The inspiring idea of this workshop series, Artificial Intelligence Approaches to the Complexity of Legal Systems (AICOL), is to develop models of legal knowledge, concerning organization, structure and content, in order to promote mutual understanding and communication between different systems and cultures.
Complexity and complex systems describe recent developments in AI and law, legal theory, argumentation, the Semantic Web, and multi-agent systems. The aim of the AICOL workshops is thus to offer effective support for the exchange of knowledge and methodological approaches between scholars from different scientific fields, by highlighting their similarities and differences. The comparison of multiple formal approaches to the law (such as logical models, cognitive theories, argumentation frameworks, graph theory, game theory), as well as opposite perspectives like internal and the external viewpoints, this volume stresses possible convergences, as, for instance, are possible in the realms of conceptual structures, argumentation schemes, emergent behaviors, learning evolution, adaptation, and simulation.

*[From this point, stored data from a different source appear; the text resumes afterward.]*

PR #4415, opened 2015-11-13
Scale StaticImage image to imageExtent

### LINKED ISSUE #2844: Incorrect rendered Extent of ImageStatic

ahocevar:
The imageSize property was only used to determine the scale. It's usage was never documented nor tested nor shown in an example, so I removed it because I considered its presence a bug.

Fixes #2844.


src/ol/source/imagestaticsource.js
```diff
@@ -42,16 +37,34 @@ ol.source.ImageStatic = function(options) {
...
-  this.image_ = new ol.Image(imageExtent, resolution, 1, attributions,
+  this.image_ = new ol.Image(imageExtent, undefined, 1, attributions,
       options.url, crossOrigin, imageLoadFunction);
+
+  goog.events.listen(this.image_, goog.events.EventType.CHANGE, function() {
+    if (this.image_.getState() == ol.ImageState.LOADED) {
+      var image = this.image_.getImage();
+      var resolution = ol.extent.getHeight(imageExtent) / image.height;
+      var pxWidth = Math.ceil(ol.extent.getWidth(imageExtent) / resolution);
+      var pxHeight = Math.ceil(ol.extent.getHeight(imageExtent) / resolution);
```
bartvde: minor but we're calling ```ol.extent.getHeight(imageExtent)``` twice here

bartvde:
Nice way to handle this @ahocevar much better.
LGTM.

src/ol/source/imagestaticsource.js
```diff
@@ -42,16 +37,34 @@ ol.source.ImageStatic = function(options) {
...
 
   /**
    * @private
    * @type {ol.Image}
    */
-  this.image_ = new ol.Image(imageExtent, resolution, 1, attributions,
+  this.image_ = new ol.Image(imageExtent, undefined, 1, attributions,
       options.url, crossOrigin, imageLoadFunction);
+
+  goog.events.listen(this.image_, goog.events.EventType.CHANGE, function() {
```
tschaub: There are now two listeners for `CHANGE`.  Is it important that this listener get called first?

What would you think about registering a single listener (`this.handleImageChange_`) and having that call the parent method (`this.handleImageChange`)?

externs/olx.js
```diff
@@ -4975,14 +4974,6 @@ olx.source.ImageStaticOptions.prototype.imageExtent;
 
 
 /**
- * Size of the image in pixels.
- * @type {ol.Size|undefined}
- * @api stable
- */
-olx.source.ImageStaticOptions.prototype.imageSize;
```
tschaub: Not sure if anybody was using it this way, but if anybody is using an SVG as an image source, the size needs to be set explicitly in IE.  Edge case perhaps, but it would be good to at least document in the upgrade notes that the image size can no longer be set.

ahocevar: Ok, I'll create a follow up pull request on Monday.

src/ol/source/imagestaticsource.js
ahocevar: Yes, it is important that this one has s called first.

externs/olx.js
ahocevar: Looks like it makes sense then to bring the imageSize property back. Will incorporate all of @tschaub's suggestions in the follow up pull request.

tschaub: @ahocevar your change looks like a definite improvement.  We should clarify exactly where the size property is needed.  I'm only guessing about the SVG/IE case because of a recent experience with an icon symbolizer.

ahocevar:
See #4426 for the follow-up pull request which addresses comments by @tschaub and @bartvde.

This volume assembles 15 thoroughly refereed and revised papers, selected from two workshops organized at the XXIV World Congress of Philosophy of Law and Social Philosophy (IVR, Beijing, China, September 15-20, 2009) and at JURIX-09 (December 16-19, 2009, Rotterdam). The papers are organized in topical sections on language and complex systems in law, ontologies and the representation of legal knowledge, argumentation and logics, as well as dialogue and legal multimedia.